### [Excerpted records]

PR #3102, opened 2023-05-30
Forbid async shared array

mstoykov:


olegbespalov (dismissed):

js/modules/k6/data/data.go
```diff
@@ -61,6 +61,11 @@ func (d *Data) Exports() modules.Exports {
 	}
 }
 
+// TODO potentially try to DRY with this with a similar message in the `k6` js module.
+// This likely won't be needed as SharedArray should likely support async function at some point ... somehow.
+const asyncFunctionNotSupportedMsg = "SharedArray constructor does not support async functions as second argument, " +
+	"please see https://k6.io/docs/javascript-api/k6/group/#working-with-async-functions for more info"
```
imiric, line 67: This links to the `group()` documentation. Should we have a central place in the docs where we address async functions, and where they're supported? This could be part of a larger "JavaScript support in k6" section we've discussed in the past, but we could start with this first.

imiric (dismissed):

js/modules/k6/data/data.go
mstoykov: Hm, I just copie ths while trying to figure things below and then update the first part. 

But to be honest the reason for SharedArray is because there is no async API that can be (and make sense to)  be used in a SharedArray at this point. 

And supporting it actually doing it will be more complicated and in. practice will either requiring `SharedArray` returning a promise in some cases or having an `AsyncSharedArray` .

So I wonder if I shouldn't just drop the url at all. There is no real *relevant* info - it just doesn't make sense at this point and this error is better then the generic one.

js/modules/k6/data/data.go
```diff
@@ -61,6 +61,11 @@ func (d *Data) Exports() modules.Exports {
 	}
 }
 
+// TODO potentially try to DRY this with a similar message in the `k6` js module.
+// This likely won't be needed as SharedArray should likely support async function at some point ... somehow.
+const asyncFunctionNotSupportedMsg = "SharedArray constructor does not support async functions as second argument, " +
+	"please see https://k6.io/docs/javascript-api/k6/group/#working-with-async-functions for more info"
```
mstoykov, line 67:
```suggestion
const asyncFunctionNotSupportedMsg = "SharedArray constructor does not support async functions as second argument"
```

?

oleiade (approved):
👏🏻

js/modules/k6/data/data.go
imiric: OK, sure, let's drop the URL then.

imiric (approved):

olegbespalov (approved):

### [Requirement]
Please go through the data above and copy each line containing the word "make".

### [Task answer]
But to be honest the reason for SharedArray is because there is no async API that can be (and make sense to)  be used in a SharedArray at this point. 
So I wonder if I shouldn't just drop the url at all. There is no real *relevant* info - it just doesn't make sense at this point and this error is better then the generic one.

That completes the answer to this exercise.